Caro Walmor,

Escrevo-te às teclas, numa tentativa de refrear os garranchos que certamente imprimiria no papel, debuxo de escrita motivada não pelo não contubérnio com a caneta ou sua nutação caligráfica, mas pelo açodar das ideias, pelo estugar daquilo que matuto, rumino, e, aqui, entre decalques tipográficos, confesso. Através destes tipos, acelero minhas ideais e garanto a evasão dos signos, estanco o transbordar sinonímico, a perda dos insights capazes de num instante a tudo elucidar, em pura luz. Minhas mãos e dedos antecipam (e mesmo me asseguram d’) aquilo que diria em viva voz.

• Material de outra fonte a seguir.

PR #4743, opened 2025-11-25
xenoarch: arti effect happens faster, for more fun danger

cmorley191:
## About the PR

Shortened the delay between 
1. a scientist triggering the final trigger of an arti node, and 
2. the node unlocking/the effect happening.

The delay before this PR was ~5-10 seconds (it varied depending on how fast you did the triggers). Now, it is a fixed 0.7 seconds.

## Why / Balance

This was a common criticism of the new xenoarch system, when discussing the system in https://github.com/DeltaV-Station/Delta-v/pull/4640

The delay was very long, meaning you had plenty of time to run away before the effect triggered. If the effect was "spawn dangerous fauna" or "explode" or something else, you'd have plenty of time to dodge it. People liked the high danger of the old xenoarch system, so let's bring some of it back!

## Merging

## Technical details

How it worked before: every trigger that occurs adds time to the "unlocking phase" timer. When that timer runs out, the unlocking checks occur; if they find a node that was triggered, it's unlocked.

How it works now: The same, but also every time a trigger occurs, all the standard unlocking checks are run as well. If they succeed, then the remaining time in the unlocking phase is set to the short 0.7 seconds time.

0.7 seconds was chosen because it's:
- Short enough that you can't run away
- Not instant, so there isn't too much happening visually on the screen at once
- Long enough that other conflicting triggers present (e.g. low oxygen + low pressure) can still occur consistently. (setting the timer to zero would probably cause intermittent / glitchy triggering)

## Media

Demo: artifact will `Create Hostile Fish` after triggers `Water` and `Blood`. See:
- Splash with Water, the first trigger
- Popup says "artifact begins to shift", indicating the start of the unlocking time
- Plenty of time is given to do the second trigger
- Splash with Blood
- A very short time later (0.7s), "the artifact is permanently changed", and the fish spawns
  - This would've been a lot longer before this PR; you'd have to wait for the rest of the unlocking phase timer to drain

https://github.com/user-attachments/assets/6d8fa5fc-737e-43ef-8194-e45c7d72397d

## Requirements

## Breaking changes

**Changelog**

:cl:
- tweak: Artifacts now activate much faster after you successfully perform their triggers. More danger = more fun

### DIFF
--- a/Content.Shared/Xenoarchaeology/Artifact/Components/XenoArtifactComponent.cs
+++ b/Content.Shared/Xenoarchaeology/Artifact/Components/XenoArtifactComponent.cs
@@ -78,18 +78,14 @@ public sealed partial class XenoArtifactComponent : Component
     [DataField]
     public TimeSpan UnlockStateRefractory = TimeSpan.FromSeconds(5);
 
-    // DeltaV - start of faster unlock effect
-
     /// <summary>
-    /// If set, will overwrite the unlocking state time remaining as soon as a node is ready to unlock (triggers are met).
+    /// DeltaV - If set, will overwrite the unlocking state time remaining as soon as a node is ready to unlock (triggers are met).
     ///   (why: letting the timer run out naturally makes artifacts less dangerous, since scientists have lots of time to run away)
     /// If null, the unlock time will just run its course naturally.
     /// </summary>
     [DataField]
     public TimeSpan? UnlockCompleteDuration = TimeSpan.FromSeconds(0.7);
     
-    // DeltaV - end of faster unlock effect
-
     /// <summary>
     /// When next unlock session can be triggered.
     /// </summary>
--- a/Content.Shared/Xenoarchaeology/Artifact/Components/XenoArtifactComponent.cs
+++ b/Content.Shared/Xenoarchaeology/Artifact/Components/XenoArtifactComponent.cs
@@ -78,6 +78,18 @@ public sealed partial class XenoArtifactComponent : Component
     [DataField]
     public TimeSpan UnlockStateRefractory = TimeSpan.FromSeconds(5);
 
+    // DeltaV - start of faster unlock effect
+
+    /// <summary>
+    /// If set, will overwrite the unlocking state time remaining as soon as a node is ready to unlock (triggers are met).
+    ///   (why: letting the timer run out naturally makes artifacts less dangerous, since scientists have lots of time to run away)
+    /// If null, the unlock time will just run its course naturally.
+    /// </summary>
+    [DataField]
+    public TimeSpan? UnlockCompleteDuration = TimeSpan.FromSeconds(0.7);
+    
+    // DeltaV - end of faster unlock effect
+
     /// <summary>
     /// When next unlock session can be triggered.
     /// </summary>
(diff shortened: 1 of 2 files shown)


dekigangsta:
dude this is amazing
to up more of fun-aspect could aswell not make description so detailed and bring back the old "enviromental disruption", or "biochemical disruption" etc etc

this is sick +1+1+1+1+1

cmorley191:
> could as well not make description so detailed and bring back the old "enviromental disruption", or "biochemical disruption"

There are conflicting schools of thought on this. On the one hand, mysterious trigger/effect tips are fun because they're mysterious, but they can also lead to frustration due to confusion about the exact mechanics. Some people have requested that they actually be clarified *more*.

I'd encourage you to add this to the discussion in https://github.com/DeltaV-Station/Delta-v/pull/4640, since that seems to be the de-facto "discuss how new xenoarch could be better like old xenoarch" forum at the moment.

Content.Shared/Xenoarchaeology/Artifact/Components/XenoArtifactComponent.cs
```diff
@@ -78,6 +78,18 @@ public sealed partial class XenoArtifactComponent : Component
     [DataField]
     public TimeSpan UnlockStateRefractory = TimeSpan.FromSeconds(5);
 
+    // DeltaV - start of faster unlock effect
+
+    /// <summary>
+    /// If set, will overwrite the unlocking state time remaining as soon as a node is ready to unlock (triggers are met).
+    ///   (why: letting the timer run out naturally makes artifacts less dangerous, since scientists have lots of time to run away)
+    /// If null, the unlock time will just run its course naturally.
+    /// </summary>
```
ShepardToTheStars: You can remove the `// DeltaV - start of faster unlock effect`, and just add it to the summary block like so.

```
    /// <summary>
    /// DeltaV - If set, will over...
```

Content.Shared/Xenoarchaeology/Artifact/SharedXenoArtifactSystem.XAT.cs
```diff
@@ -90,6 +90,13 @@ public void TriggerXenoArtifact(Entity<XenoArtifactComponent> ent, Entity<XenoAr
 
         if (node != null && unlockingComp.TriggeredNodeIndexes.Add(GetIndex(ent, node.Value)))
         {
+            // DeltaV - start of faster unlock effect
+            if (ent.Comp.UnlockCompleteDuration != null && TryGetNodeFromUnlockState((ent.Owner, unlockingComp, ent.Comp), out var unlockingNode))
+            {
+                unlockingComp.EndTime = _timing.CurTime + ent.Comp.UnlockCompleteDuration.Value;
```
ShepardToTheStars: Change the `ent.Comp.UnlockCompleteDuration != null` to `ent.Comp.UnlockCompleteDuration is {} unlockDuration` (or whatever local variable you wanna set), and then you can use that variable in place of the `ent.Comp.UnlockCompleteDuration.Value`.

ShepardToTheStars (changes requested):

cmorley191:
@ShepardToTheStars ready for re-review. changes have been re-tested

ShepardToTheStars (approved):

Não é por um acaso que toco na relação entre pensamento e boca e mãos e dedos. Irrompe, já que me acompanha sempre essa espécie de carta na manga que levo sempre comigo, certa correspondência do prezado Sr. André Leroi-Gourhan (duvido que não tenhas ouvido falar desse grande homem!!), que tive a boa ventura de recolher e manusear e folhear e ler. Nela, esse grande homem se referia a outro, para ajudá-lo na melhor expressão de suas ideias. Esse era o Sr. Gregório de Nissa, homem pregresso, que, entre os séculos III e IV, observou e anotou no seu Tratado da Criação do Homem que,

foi antes de mais para a linguagem que a natureza acrescentou as mãos ao nosso corpo. Se o homem estivesse desprovido delas, as partes do rosto teriam sido formadas como as dos quadrúpedes, a fim de lhe permitirem alimentar-se: o rosto teria uma forma alongada, adelgaçada na região das narinas, com lábios proeminentes, calosos, duros e espessos, a fim de arrancar a erva; teria entre os dentes uma língua diferente da que tem, carnuda, resistente e rude, a fim de malaxar os alimentos juntamente com os dentes; [...] Se o corpo não tivesse mãos, como se formaria nele a voz articulada? A constituição das partes que rodeiam a boca não estaria de acordo com as necessidades da linguagem. O homem, nesse caso, teria sido obrigado a balir, a gritar, a ladrar, a relinchar, a berrar, como os bois ou os burros ou a emitir mugidos como os animais selvagens. [...] a ausência de intervenção da mão está de facto compensada por uma especialização facial de modalidades extremamente variadas [...]. (NISSA, 1984, p.40-41).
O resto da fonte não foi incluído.